PR #2371, opened 2026-02-28
Fix lock heartbeat thread dying on transient Redis errors

WHOIM1205:
### Problem
`sustain_locks()` runs in a daemon thread and had no exception handling.  
If `REDIS.set()` raised (e.g., ConnectionError, TimeoutError), the thread
terminated silently. This caused:

- Lock heartbeats to stop
- Locks to expire after `LOCK_HEARTBEAT_TIMEOUT`
- Other workers to acquire the same locks
- Concurrent execution on the same resource
- Potential data corruption and race conditions

### Root Cause
Uncaught exceptions inside a critical background infrastructure thread.

### Solution
Wrap the heartbeat loop body in `try/except` and log failures.
This ensures transient Redis errors do not permanently kill the thread
and heartbeats resume automatically on recovery.

### Impact
- Prevents silent lock expiry during Redis outages
- Eliminates race conditions caused by expired locks
- Improves resilience of distributed locking mechanism
- Makes lock heartbeat fault-tolerant to transient network failures

### DIFF
--- a/artemis/resource_lock.py
+++ b/artemis/resource_lock.py
@@ -1,3 +1,4 @@
+import logging
 import sys
 import threading
 import time
@@ -9,6 +10,8 @@ from uuid import uuid4
 from redis import Redis
 
 from artemis.config import Config
+
+logger = logging.getLogger(__name__)
 
 
 class FailedToAcquireLockException(Exception):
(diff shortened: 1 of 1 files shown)


WHOIM1205:
@kazet , @kadewu 
This fixes a critical failure mode in `sustain_locks()` where any Redis exception (e.g., connection blip) would silently terminate the daemon heartbeat thread once the thread died active locks stopped receiving heartbeats and expired allowing other workers to acquire the same locks and causing race conditions
The loop is now wrapped in try/except so transient Redis errors are logged and retried instead of killing the thread this keeps the distributed locking mechanism resilient to temporary Redis/network failures

PR #2374, opened 2026-02-28
fix: add .gitattributes to prevent CRLF issues on Windows

StefanCostache10:


.gitattributes
```diff
@@ -0,0 +1 @@
+*.sh text eol=lf
```
kazet: Is .sh sufficient? Are there no other file types (e.g. .patch) you needed to fix in order to successfully run Artemis on Windows?

StefanCostache10: On my machine this was the only required command in order to fix it. I'm thinking that it should be a global fix though as I did not install/do anything special beforehand, I just cloned the repo and tried to build with docker. If you think that the issue needs more than just this fix, I would happily look into any edge-cases.

kazet: If you ran the tests on your Windows machine and they succeeded, I'm ok with the fix ;)

Just remove this troubleshooting item: https://artemis-scanner.readthedocs.io/en/latest/user-guide/troubleshooting.html#windows-build-issues as it's not needed anymore

kazet:
Hello,

did you ran tests on a Windows machine? did they pass?

StefanCostache10:
Hello. Sorry I did not get around to testing it further. On my machine I set git autocrlf to true when I was first trying to see if it works, and it built successfully then, but I want to try it again tomorrow on a new machine to check if it works. I will start on the main branch and try to build the project, then I will try the fixed branch I have on a fork to see if it works, and then I will report back with the results.

StefanCostache10:
Greetings!
So I ran the mentioned above test and also removed every piece of cached data on the machine by git. On the main branch it crashed with the no dependencies error, on the fixed branch it built successfully

kazet:
Cool! Did you also run the tests via ./scripts/test?

StefanCostache10:
So I just finished running the script which needed by the way another line added to the attributes file because the scripts were converted to CRLF so, "scripts/* text eol=lf" was needed. the results of the run were 51 passed tests and 7 fails/errors:
test_reverse_dns_lookup and test_dangling_dns_detector
test_measure_request_time in the SQLi detector
A few mismatch assertions in test_bruter and test_api_scanner

kazet:
Did you look into the failed tests what they are caused by?

StefanCostache10:
I just looked into it and the failures were IndexError out of range for the reverse_dns and test_webapp_identifier tests, some case sensitive mismatches in test_bruter and an AssertionError: False is not true on sql_injection_detector so I think that they were not caused by my fix. But I also looked a bit further into some of the files and now I understand why you asked if *.sh text eol=lf . In the current scenario of my machines it was enough but I think that some other files like .patch, .txt, .yaml, and .yml might also lead to the same error, but I am not 100% sure. Should I check and add more rules to cover every type of file that has CRLF line endings?

kazet:
Before we can get this pull request merged, make sure the tests pass on Windows and there's nothing more to fix.

StefanCostache10:
After 2 days of trial and error with coming up with solutions I have reached a few conclusions. The tests associated with the bruter fail because windows has the case insensitive feature for files. I think that if I can make the module check if the same path has the same content it is likely that they are the same file. I saw that the test expects the output to start with config.dist, but because of the ASCII sorting /TEST takes precedence and fails the test. Regarding the reverse/dangling dns and sql injection tests I am starting to think that docker on windows might be at fault with how inconsistent/slow it is vs how nimble it's on linux. I can try to fix the module and if you think that tinkering with the tests to maybe find how much time  docker needs on windows to finish the tasks is acceptable, I could investigate increasing specific timeouts or adding a small buffer to the timing-based assertions to account for the overhead and jitter of Docker Desktop. In case you think that the tests should not be modified, I have no idea how the reverse/dangling dns and sql injection tests can pass

kazet:
Let's merge this one, it's still and improvement and making Artemis fully work on Windows is not top priority

kazet:
Let's merge this one, it's still and improvement and making Artemis fully work on Windows is not top priority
----
(Try it)
A faithful, word-for-word transcription of the data above is required.

(Reply)
PR #2371, opened 2026-02-28
Fix lock heartbeat thread dying on transient Redis errors

WHOIM1205:
### Problem
`sustain_locks()` runs in a daemon thread and had no exception handling.  
If `REDIS.set()` raised (e.g., ConnectionError, TimeoutError), the thread
terminated silently. This caused:

- Lock heartbeats to stop
- Locks to expire after `LOCK_HEARTBEAT_TIMEOUT`
- Other workers to acquire the same locks
- Concurrent execution on the same resource
- Potential data corruption and race conditions

### Root Cause
Uncaught exceptions inside a critical background infrastructure thread.

### Solution
Wrap the heartbeat loop body in `try/except` and log failures.
This ensures transient Redis errors do not permanently kill the thread
and heartbeats resume automatically on recovery.

### Impact
- Prevents silent lock expiry during Redis outages
- Eliminates race conditions caused by expired locks
- Improves resilience of distributed locking mechanism
- Makes lock heartbeat fault-tolerant to transient network failures

### DIFF
--- a/artemis/resource_lock.py
+++ b/artemis/resource_lock.py
@@ -1,3 +1,4 @@
+import logging
 import sys
 import threading
 import time
@@ -9,6 +10,8 @@ from uuid import uuid4
 from redis import Redis
 
 from artemis.config import Config
+
+logger = logging.getLogger(__name__)
 
 
 class FailedToAcquireLockException(Exception):
(diff shortened: 1 of 1 files shown)


WHOIM1205:
@kazet , @kadewu 
This fixes a critical failure mode in `sustain_locks()` where any Redis exception (e.g., connection blip) would silently terminate the daemon heartbeat thread once the thread died active locks stopped receiving heartbeats and expired allowing other workers to acquire the same locks and causing race conditions
The loop is now wrapped in try/except so transient Redis errors are logged and retried instead of killing the thread this keeps the distributed locking mechanism resilient to temporary Redis/network failures

PR #2374, opened 2026-02-28
fix: add .gitattributes to prevent CRLF issues on Windows

StefanCostache10:


.gitattributes
```diff
@@ -0,0 +1 @@
+*.sh text eol=lf
```
kazet: Is .sh sufficient? Are there no other file types (e.g. .patch) you needed to fix in order to successfully run Artemis on Windows?

StefanCostache10: On my machine this was the only required command in order to fix it. I'm thinking that it should be a global fix though as I did not install/do anything special beforehand, I just cloned the repo and tried to build with docker. If you think that the issue needs more than just this fix, I would happily look into any edge-cases.

kazet: If you ran the tests on your Windows machine and they succeeded, I'm ok with the fix ;)

Just remove this troubleshooting item: https://artemis-scanner.readthedocs.io/en/latest/user-guide/troubleshooting.html#windows-build-issues as it's not needed anymore

kazet:
Hello,

did you ran tests on a Windows machine? did they pass?

StefanCostache10:
Hello. Sorry I did not get around to testing it further. On my machine I set git autocrlf to true when I was first trying to see if it works, and it built successfully then, but I want to try it again tomorrow on a new machine to check if it works. I will start on the main branch and try to build the project, then I will try the fixed branch I have on a fork to see if it works, and then I will report back with the results.

StefanCostache10:
Greetings!
So I ran the mentioned above test and also removed every piece of cached data on the machine by git. On the main branch it crashed with the no dependencies error, on the fixed branch it built successfully

kazet:
Cool! Did you also run the tests via ./scripts/test?

StefanCostache10:
So I just finished running the script which needed by the way another line added to the attributes file because the scripts were converted to CRLF so, "scripts/* text eol=lf" was needed. the results of the run were 51 passed tests and 7 fails/errors:
test_reverse_dns_lookup and test_dangling_dns_detector
test_measure_request_time in the SQLi detector
A few mismatch assertions in test_bruter and test_api_scanner

kazet:
Did you look into the failed tests what they are caused by?

StefanCostache10:
I just looked into it and the failures were IndexError out of range for the reverse_dns and test_webapp_identifier tests, some case sensitive mismatches in test_bruter and an AssertionError: False is not true on sql_injection_detector so I think that they were not caused by my fix. But I also looked a bit further into some of the files and now I understand why you asked if *.sh text eol=lf . In the current scenario of my machines it was enough but I think that some other files like .patch, .txt, .yaml, and .yml might also lead to the same error, but I am not 100% sure. Should I check and add more rules to cover every type of file that has CRLF line endings?

kazet:
Before we can get this pull request merged, make sure the tests pass on Windows and there's nothing more to fix.

StefanCostache10:
After 2 days of trial and error with coming up with solutions I have reached a few conclusions. The tests associated with the bruter fail because windows has the case insensitive feature for files. I think that if I can make the module check if the same path has the same content it is likely that they are the same file. I saw that the test expects the output to start with config.dist, but because of the ASCII sorting /TEST takes precedence and fails the test. Regarding the reverse/dangling dns and sql injection tests I am starting to think that docker on windows might be at fault with how inconsistent/slow it is vs how nimble it's on linux. I can try to fix the module and if you think that tinkering with the tests to maybe find how much time  docker needs on windows to finish the tasks is acceptable, I could investigate increasing specific timeouts or adding a small buffer to the timing-based assertions to account for the overhead and jitter of Docker Desktop. In case you think that the tests should not be modified, I have no idea how the reverse/dangling dns and sql injection tests can pass

kazet:
Let's merge this one, it's still and improvement and making Artemis fully work on Windows is not top priority

kazet:
Let's merge this one, it's still and improvement and making Artemis fully work on Windows is not top priority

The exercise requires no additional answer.